Try it
Each line of the data holding "external" should be found and copied.

Records supplied
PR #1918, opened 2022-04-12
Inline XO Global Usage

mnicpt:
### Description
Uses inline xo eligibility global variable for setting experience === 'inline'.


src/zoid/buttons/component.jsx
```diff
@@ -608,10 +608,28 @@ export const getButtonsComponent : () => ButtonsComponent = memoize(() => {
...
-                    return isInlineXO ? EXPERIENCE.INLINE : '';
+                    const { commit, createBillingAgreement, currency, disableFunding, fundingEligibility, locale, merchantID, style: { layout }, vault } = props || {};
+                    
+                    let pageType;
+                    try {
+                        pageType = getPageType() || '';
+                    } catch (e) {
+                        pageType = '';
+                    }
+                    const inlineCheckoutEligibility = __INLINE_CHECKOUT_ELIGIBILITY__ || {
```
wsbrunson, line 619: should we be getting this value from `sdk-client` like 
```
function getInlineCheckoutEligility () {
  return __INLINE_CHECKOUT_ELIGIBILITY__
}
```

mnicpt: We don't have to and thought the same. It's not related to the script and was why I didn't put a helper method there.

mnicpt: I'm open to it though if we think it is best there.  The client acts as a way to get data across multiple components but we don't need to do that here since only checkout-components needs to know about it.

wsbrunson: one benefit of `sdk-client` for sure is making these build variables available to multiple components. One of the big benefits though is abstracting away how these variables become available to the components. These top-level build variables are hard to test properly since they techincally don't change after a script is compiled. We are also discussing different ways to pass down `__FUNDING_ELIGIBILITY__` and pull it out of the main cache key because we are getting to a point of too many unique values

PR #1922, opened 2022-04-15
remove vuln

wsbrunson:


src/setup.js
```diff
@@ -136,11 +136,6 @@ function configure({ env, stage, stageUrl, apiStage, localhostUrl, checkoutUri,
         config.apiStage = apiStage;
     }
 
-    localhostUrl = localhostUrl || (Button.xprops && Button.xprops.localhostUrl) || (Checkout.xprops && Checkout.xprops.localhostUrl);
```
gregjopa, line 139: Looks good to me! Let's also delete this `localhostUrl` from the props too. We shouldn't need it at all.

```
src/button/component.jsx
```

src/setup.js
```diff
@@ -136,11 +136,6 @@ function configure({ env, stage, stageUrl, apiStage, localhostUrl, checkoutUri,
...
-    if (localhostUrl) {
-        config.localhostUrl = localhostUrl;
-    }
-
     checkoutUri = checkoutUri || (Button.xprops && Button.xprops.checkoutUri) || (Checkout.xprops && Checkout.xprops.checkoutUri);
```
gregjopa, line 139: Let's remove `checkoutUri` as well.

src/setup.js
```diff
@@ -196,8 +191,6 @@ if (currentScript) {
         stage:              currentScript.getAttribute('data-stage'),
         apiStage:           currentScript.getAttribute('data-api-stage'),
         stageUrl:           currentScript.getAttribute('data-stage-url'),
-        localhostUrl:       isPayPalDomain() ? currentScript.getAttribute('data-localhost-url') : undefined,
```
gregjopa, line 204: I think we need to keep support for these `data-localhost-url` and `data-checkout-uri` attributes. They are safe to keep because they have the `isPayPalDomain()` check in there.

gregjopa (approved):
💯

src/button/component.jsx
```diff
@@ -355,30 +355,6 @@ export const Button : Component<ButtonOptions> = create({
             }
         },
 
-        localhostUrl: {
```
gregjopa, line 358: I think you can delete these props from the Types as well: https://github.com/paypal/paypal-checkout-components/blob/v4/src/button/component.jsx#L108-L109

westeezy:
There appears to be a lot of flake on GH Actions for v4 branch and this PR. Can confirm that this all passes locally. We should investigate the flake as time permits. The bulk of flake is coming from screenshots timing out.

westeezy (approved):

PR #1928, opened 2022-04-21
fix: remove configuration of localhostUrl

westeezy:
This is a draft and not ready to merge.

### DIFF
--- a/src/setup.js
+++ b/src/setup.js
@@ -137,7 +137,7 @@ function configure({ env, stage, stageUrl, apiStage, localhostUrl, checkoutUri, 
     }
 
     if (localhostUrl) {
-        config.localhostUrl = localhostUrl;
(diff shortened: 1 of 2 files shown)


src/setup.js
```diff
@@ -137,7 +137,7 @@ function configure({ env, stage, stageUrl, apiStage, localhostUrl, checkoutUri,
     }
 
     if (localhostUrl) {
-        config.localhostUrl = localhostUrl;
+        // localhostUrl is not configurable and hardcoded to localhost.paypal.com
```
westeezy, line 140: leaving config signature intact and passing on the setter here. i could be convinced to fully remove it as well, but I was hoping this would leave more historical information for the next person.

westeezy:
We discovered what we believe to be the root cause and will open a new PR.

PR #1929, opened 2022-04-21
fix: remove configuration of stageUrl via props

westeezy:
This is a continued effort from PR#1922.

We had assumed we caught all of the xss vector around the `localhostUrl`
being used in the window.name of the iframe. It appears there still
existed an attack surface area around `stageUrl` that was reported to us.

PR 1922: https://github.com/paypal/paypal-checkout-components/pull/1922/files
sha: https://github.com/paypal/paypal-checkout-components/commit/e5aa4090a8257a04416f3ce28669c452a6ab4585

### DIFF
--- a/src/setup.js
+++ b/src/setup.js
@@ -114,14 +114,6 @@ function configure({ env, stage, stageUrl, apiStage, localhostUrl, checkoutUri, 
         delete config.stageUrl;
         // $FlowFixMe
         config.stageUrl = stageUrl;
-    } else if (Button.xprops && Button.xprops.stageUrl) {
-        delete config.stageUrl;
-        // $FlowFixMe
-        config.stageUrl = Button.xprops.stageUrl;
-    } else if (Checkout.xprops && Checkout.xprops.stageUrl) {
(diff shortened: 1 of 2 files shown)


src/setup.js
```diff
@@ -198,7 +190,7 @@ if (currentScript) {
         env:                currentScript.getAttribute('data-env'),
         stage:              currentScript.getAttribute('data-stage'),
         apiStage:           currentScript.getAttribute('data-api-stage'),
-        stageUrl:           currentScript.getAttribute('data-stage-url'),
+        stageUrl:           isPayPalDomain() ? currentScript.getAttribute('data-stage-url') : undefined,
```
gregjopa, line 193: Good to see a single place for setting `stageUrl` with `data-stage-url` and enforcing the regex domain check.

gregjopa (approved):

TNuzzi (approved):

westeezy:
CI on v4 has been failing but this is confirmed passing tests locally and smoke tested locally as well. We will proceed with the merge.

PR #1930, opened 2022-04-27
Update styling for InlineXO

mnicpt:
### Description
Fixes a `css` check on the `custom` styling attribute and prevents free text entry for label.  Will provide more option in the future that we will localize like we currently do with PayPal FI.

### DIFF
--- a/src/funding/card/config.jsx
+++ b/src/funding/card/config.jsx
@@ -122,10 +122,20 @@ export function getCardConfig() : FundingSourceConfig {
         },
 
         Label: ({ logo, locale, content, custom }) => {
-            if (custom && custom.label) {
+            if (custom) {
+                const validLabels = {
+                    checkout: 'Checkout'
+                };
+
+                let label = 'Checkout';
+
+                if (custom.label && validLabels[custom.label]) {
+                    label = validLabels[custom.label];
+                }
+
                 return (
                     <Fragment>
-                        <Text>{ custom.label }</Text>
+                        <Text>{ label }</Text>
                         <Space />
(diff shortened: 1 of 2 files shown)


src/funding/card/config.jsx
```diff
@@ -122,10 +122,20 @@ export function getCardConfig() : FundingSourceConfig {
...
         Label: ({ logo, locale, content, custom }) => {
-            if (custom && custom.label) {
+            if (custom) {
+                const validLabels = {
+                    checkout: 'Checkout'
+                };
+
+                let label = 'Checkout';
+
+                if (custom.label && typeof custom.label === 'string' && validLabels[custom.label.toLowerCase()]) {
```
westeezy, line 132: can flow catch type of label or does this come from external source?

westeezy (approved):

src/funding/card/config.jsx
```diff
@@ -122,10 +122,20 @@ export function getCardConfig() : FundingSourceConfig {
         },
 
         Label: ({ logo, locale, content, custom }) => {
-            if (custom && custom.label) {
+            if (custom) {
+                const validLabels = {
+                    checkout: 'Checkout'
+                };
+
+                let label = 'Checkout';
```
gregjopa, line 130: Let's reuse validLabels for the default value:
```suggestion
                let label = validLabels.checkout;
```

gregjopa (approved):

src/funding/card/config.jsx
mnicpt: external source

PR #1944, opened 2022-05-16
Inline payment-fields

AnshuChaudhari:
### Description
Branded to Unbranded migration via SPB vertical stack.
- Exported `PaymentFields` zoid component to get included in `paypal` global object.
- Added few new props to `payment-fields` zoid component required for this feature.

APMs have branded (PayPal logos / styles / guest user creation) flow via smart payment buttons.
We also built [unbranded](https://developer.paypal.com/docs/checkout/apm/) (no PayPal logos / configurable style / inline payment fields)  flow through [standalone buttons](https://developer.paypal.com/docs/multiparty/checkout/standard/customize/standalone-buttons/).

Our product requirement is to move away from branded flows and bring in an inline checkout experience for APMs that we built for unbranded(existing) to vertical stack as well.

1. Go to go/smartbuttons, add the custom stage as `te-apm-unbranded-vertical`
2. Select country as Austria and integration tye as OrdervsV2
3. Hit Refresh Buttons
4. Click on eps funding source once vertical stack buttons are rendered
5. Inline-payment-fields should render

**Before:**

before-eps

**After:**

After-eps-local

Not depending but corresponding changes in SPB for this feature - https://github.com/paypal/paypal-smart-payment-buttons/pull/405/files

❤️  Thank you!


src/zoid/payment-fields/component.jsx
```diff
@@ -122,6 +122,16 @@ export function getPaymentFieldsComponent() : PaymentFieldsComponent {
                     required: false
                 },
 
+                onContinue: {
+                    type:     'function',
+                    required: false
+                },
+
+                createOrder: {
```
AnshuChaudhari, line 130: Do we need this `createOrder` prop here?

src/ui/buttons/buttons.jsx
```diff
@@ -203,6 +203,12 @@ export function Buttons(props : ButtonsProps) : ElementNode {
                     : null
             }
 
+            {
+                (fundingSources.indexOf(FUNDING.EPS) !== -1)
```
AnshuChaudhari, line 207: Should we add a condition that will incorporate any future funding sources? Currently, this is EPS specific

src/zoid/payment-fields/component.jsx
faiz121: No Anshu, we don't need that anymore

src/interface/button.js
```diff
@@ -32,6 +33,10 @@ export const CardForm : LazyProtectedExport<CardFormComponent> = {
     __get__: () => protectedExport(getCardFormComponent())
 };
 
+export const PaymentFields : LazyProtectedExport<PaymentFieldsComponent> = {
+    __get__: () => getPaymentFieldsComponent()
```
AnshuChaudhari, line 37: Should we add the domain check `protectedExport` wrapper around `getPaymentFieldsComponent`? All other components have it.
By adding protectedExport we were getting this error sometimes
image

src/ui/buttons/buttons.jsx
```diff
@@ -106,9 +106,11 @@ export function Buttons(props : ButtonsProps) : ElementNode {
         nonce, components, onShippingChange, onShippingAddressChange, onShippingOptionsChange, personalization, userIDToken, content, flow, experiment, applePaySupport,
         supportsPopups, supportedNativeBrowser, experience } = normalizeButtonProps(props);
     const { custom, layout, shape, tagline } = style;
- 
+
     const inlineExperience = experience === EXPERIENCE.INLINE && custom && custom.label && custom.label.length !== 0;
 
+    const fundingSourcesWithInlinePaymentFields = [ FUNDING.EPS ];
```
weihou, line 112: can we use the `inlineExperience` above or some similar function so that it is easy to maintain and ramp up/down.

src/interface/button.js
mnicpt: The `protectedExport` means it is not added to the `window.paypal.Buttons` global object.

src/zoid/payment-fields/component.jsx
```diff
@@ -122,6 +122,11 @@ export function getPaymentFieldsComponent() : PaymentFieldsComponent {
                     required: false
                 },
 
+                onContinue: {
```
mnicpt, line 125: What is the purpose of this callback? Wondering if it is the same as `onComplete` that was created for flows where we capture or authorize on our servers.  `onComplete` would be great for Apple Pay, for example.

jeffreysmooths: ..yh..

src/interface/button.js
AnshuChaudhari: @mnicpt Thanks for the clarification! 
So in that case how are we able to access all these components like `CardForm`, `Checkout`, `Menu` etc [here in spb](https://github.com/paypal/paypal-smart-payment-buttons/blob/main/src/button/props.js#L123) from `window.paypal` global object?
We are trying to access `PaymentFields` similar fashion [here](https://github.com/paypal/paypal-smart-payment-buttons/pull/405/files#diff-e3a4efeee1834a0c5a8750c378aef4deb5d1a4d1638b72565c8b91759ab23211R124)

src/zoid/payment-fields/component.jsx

Result
westeezy, line 132: can flow catch type of label or does this come from external source?
mnicpt: external source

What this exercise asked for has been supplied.